- _Brief_
Nothing in the records may change. Print them all again.

START Data for analysis

PR #715, opened 2026-03-03
Docker image unpacker

paulnoalhyt:

Docker image tarball unpacker.

**Link to Related Issue(s)**

Adds a Docker image unpacker: unpack a docker image tar ball to a filesystem that represents the filesystem from this image  once run as a container. This unpacker walks the different image layers and applies them, including whiteouts and opaque whiteouts.

No

### DIFF
--- a/ofrak_core/src/ofrak/core/docker.py
+++ b/ofrak_core/src/ofrak/core/docker.py
@@ -1,0 +1,224 @@
+"""
+Docker image tarball unpacker for OFRAK.
+
+Supports Docker image tarballs created by ``docker save``. Parses the image manifest to determine
+layer ordering, extracts each layer in order, and applies Docker whiteout semantics to reconstruct
+the final container filesystem as it would appear inside a running container.
+
+Docker whiteout files (per the OCI image layer spec):
+
+- ``.wh.<name>``: Marks ``<name>`` in the same directory for deletion from a lower layer.
+- ``.wh..wh..opq``: Opaque whiteout — all contents from lower layers in this directory are hidden;
+  only files added by the current layer remain.
+
+References:
+
+- https://github.com/moby/moby/blob/master/image/spec/v1.2.md
+- https://github.com/opencontainers/image-spec/blob/main/layer.md
+- https://github.com/moby/moby/blob/master/pkg/archive/whiteouts.go
+"""
+
+import asyncio
+import json
+import logging
+import os
+import shutil
+import tempfile312 as tempfile
+from dataclasses import dataclass
+from subprocess import CalledProcessError
+from typing import List
+
+from ofrak.component.identifier import Identifier
+from ofrak.component.packer import Packer
+from ofrak.component.unpacker import Unpacker
+from ofrak.core.filesystem import File, Folder, SpecialFileType
+from ofrak.core.tar import TAR, TarArchive
+from ofrak.model.component_model import ComponentConfig
+from ofrak.resource import Resource
+
+LOGGER = logging.getLogger(__name__)
+
+_WHITEOUT_PREFIX = ".wh."
+_OPAQUE_WHITEOUT = ".wh..wh..opq"
+
+
+@dataclass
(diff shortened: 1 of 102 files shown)


rbs-jacob:
Is there a technical reason this depends on those other branches, or is it just a result of your local git tree? I'm assuming the latter, but want to know what I should look out for when reviewing.

ofrak_core/src/ofrak/core/docker.py
```diff
@@ -0,0 +1,200 @@
...
+            stderr=asyncio.subprocess.PIPE,
+        )
+        stdout, _ = await proc.communicate()
+        if proc.returncode:
+            return []
+
+        opaque_dirs: List[str] = []
+        for entry in stdout.decode().splitlines():
+            entry = entry.strip("/")
+            basename = os.path.basename(entry)
```
rbs-jacob: Might also want to call `os.path.normpath` in case there are leading `./`.

ofrak_core/src/ofrak/core/docker.py
```diff
@@ -0,0 +1,200 @@
...
+                proc = await asyncio.create_subprocess_exec(*cmd)
+                returncode = await proc.wait()
+                if returncode:
+                    raise CalledProcessError(returncode=returncode, cmd=cmd)
+
+                manifest_path = os.path.join(extract_dir, "manifest.json")
+                with open(manifest_path) as f:
+                    manifest = json.load(f)
+
+                layers = manifest[0]["Layers"]
```
rbs-jacob, line 113: Why only pick the first entry? I'm pretty sure (~75%) Docker can bundle multiple images in the same output tarball. Might be worth at least emitting a warning here if there are more than one?

ofrak_core/src/ofrak/core/docker.py
```diff
@@ -0,0 +1,200 @@
...
+    """
+
+    targets = (DockerImage,)
+
+    async def pack(self, resource: Resource, config=None) -> None:
+        raise NotImplementedError(
+            "Packing a DockerImage back into a Docker image tarball is not supported. "
+            "The current unpacker merges all layers into a single filesystem, so the original "
+            "layer structure cannot be reconstructed."
+        )
```
rbs-jacob, line 181: Based on the comment in this error, I'm assuming the answer is "no," but: can we just use the `TarPacker` here to not specifically implement an image packer? 

Since this is probably not possible, feel free to resolve this without comment if that's the case.

ofrak_core/tests/components/test_docker_component.py
```diff
@@ -0,0 +1,104 @@
...
+class TestDockerImagePacker:
+    async def test_pack_not_implemented(self, ofrak_context: OFRAKContext):
+        with open(DOCKER_IMAGE_ASSET, "rb") as f:
+            data = f.read()
+        resource = await ofrak_context.create_root_resource("docker.tar", data)
+        await resource.identify()
+
+        await resource.unpack()
+        with pytest.raises(NotImplementedError):
+            await resource.pack()
```
rbs-jacob: I get that we might have to do this for test coverage, but it feels weird to assert that the packer is unimplemented in a test.

rbs-jacob (changes requested):
Some small stuff, then this should be good to go!

ofrak_core/src/ofrak/core/docker.py
paulnoalhyt: I assumed there would be only one image per tarball. For now, I added a warning that only the first one will be unpacked.

ofrak_core/tests/components/test_docker_component.py
paulnoalhyt: Good point, I deleted that test and removed that unimplemented packer from test coverage.

rbs-jacob (approved):
Pending passing tests, this looks good enough to me for now. May need to make some adjustments as we encounter more Docker images in the wild, but that shouldn't block merging this at the moment.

END Data for analysis

- _Exercise response_
PR #715, opened 2026-03-03
Docker image unpacker

paulnoalhyt:

Docker image tarball unpacker.

**Link to Related Issue(s)**

Adds a Docker image unpacker: unpack a docker image tar ball to a filesystem that represents the filesystem from this image  once run as a container. This unpacker walks the different image layers and applies them, including whiteouts and opaque whiteouts.

No

### DIFF
--- a/ofrak_core/src/ofrak/core/docker.py
+++ b/ofrak_core/src/ofrak/core/docker.py
@@ -1,0 +1,224 @@
+"""
+Docker image tarball unpacker for OFRAK.
+
+Supports Docker image tarballs created by ``docker save``. Parses the image manifest to determine
+layer ordering, extracts each layer in order, and applies Docker whiteout semantics to reconstruct
+the final container filesystem as it would appear inside a running container.
+
+Docker whiteout files (per the OCI image layer spec):
+
+- ``.wh.<name>``: Marks ``<name>`` in the same directory for deletion from a lower layer.
+- ``.wh..wh..opq``: Opaque whiteout — all contents from lower layers in this directory are hidden;
+  only files added by the current layer remain.
+
+References:
+
+- https://github.com/moby/moby/blob/master/image/spec/v1.2.md
+- https://github.com/opencontainers/image-spec/blob/main/layer.md
+- https://github.com/moby/moby/blob/master/pkg/archive/whiteouts.go
+"""
+
+import asyncio
+import json
+import logging
+import os
+import shutil
+import tempfile312 as tempfile
+from dataclasses import dataclass
+from subprocess import CalledProcessError
+from typing import List
+
+from ofrak.component.identifier import Identifier
+from ofrak.component.packer import Packer
+from ofrak.component.unpacker import Unpacker
+from ofrak.core.filesystem import File, Folder, SpecialFileType
+from ofrak.core.tar import TAR, TarArchive
+from ofrak.model.component_model import ComponentConfig
+from ofrak.resource import Resource
+
+LOGGER = logging.getLogger(__name__)
+
+_WHITEOUT_PREFIX = ".wh."
+_OPAQUE_WHITEOUT = ".wh..wh..opq"
+
+
+@dataclass
(diff shortened: 1 of 102 files shown)


rbs-jacob:
Is there a technical reason this depends on those other branches, or is it just a result of your local git tree? I'm assuming the latter, but want to know what I should look out for when reviewing.

ofrak_core/src/ofrak/core/docker.py
```diff
@@ -0,0 +1,200 @@
...
+            stderr=asyncio.subprocess.PIPE,
+        )
+        stdout, _ = await proc.communicate()
+        if proc.returncode:
+            return []
+
+        opaque_dirs: List[str] = []
+        for entry in stdout.decode().splitlines():
+            entry = entry.strip("/")
+            basename = os.path.basename(entry)
```
rbs-jacob: Might also want to call `os.path.normpath` in case there are leading `./`.

ofrak_core/src/ofrak/core/docker.py
```diff
@@ -0,0 +1,200 @@
...
+                proc = await asyncio.create_subprocess_exec(*cmd)
+                returncode = await proc.wait()
+                if returncode:
+                    raise CalledProcessError(returncode=returncode, cmd=cmd)
+
+                manifest_path = os.path.join(extract_dir, "manifest.json")
+                with open(manifest_path) as f:
+                    manifest = json.load(f)
+
+                layers = manifest[0]["Layers"]
```
rbs-jacob, line 113: Why only pick the first entry? I'm pretty sure (~75%) Docker can bundle multiple images in the same output tarball. Might be worth at least emitting a warning here if there are more than one?

ofrak_core/src/ofrak/core/docker.py
```diff
@@ -0,0 +1,200 @@
...
+    """
+
+    targets = (DockerImage,)
+
+    async def pack(self, resource: Resource, config=None) -> None:
+        raise NotImplementedError(
+            "Packing a DockerImage back into a Docker image tarball is not supported. "
+            "The current unpacker merges all layers into a single filesystem, so the original "
+            "layer structure cannot be reconstructed."
+        )
```
rbs-jacob, line 181: Based on the comment in this error, I'm assuming the answer is "no," but: can we just use the `TarPacker` here to not specifically implement an image packer? 

Since this is probably not possible, feel free to resolve this without comment if that's the case.

ofrak_core/tests/components/test_docker_component.py
```diff
@@ -0,0 +1,104 @@
...
+class TestDockerImagePacker:
+    async def test_pack_not_implemented(self, ofrak_context: OFRAKContext):
+        with open(DOCKER_IMAGE_ASSET, "rb") as f:
+            data = f.read()
+        resource = await ofrak_context.create_root_resource("docker.tar", data)
+        await resource.identify()
+
+        await resource.unpack()
+        with pytest.raises(NotImplementedError):
+            await resource.pack()
```
rbs-jacob: I get that we might have to do this for test coverage, but it feels weird to assert that the packer is unimplemented in a test.

rbs-jacob (changes requested):
Some small stuff, then this should be good to go!

ofrak_core/src/ofrak/core/docker.py
paulnoalhyt: I assumed there would be only one image per tarball. For now, I added a warning that only the first one will be unpacked.

ofrak_core/tests/components/test_docker_component.py
paulnoalhyt: Good point, I deleted that test and removed that unimplemented packer from test coverage.

rbs-jacob (approved):
Pending passing tests, this looks good enough to me for now. May need to make some adjustments as we encounter more Docker images in the wild, but that shouldn't block merging this at the moment.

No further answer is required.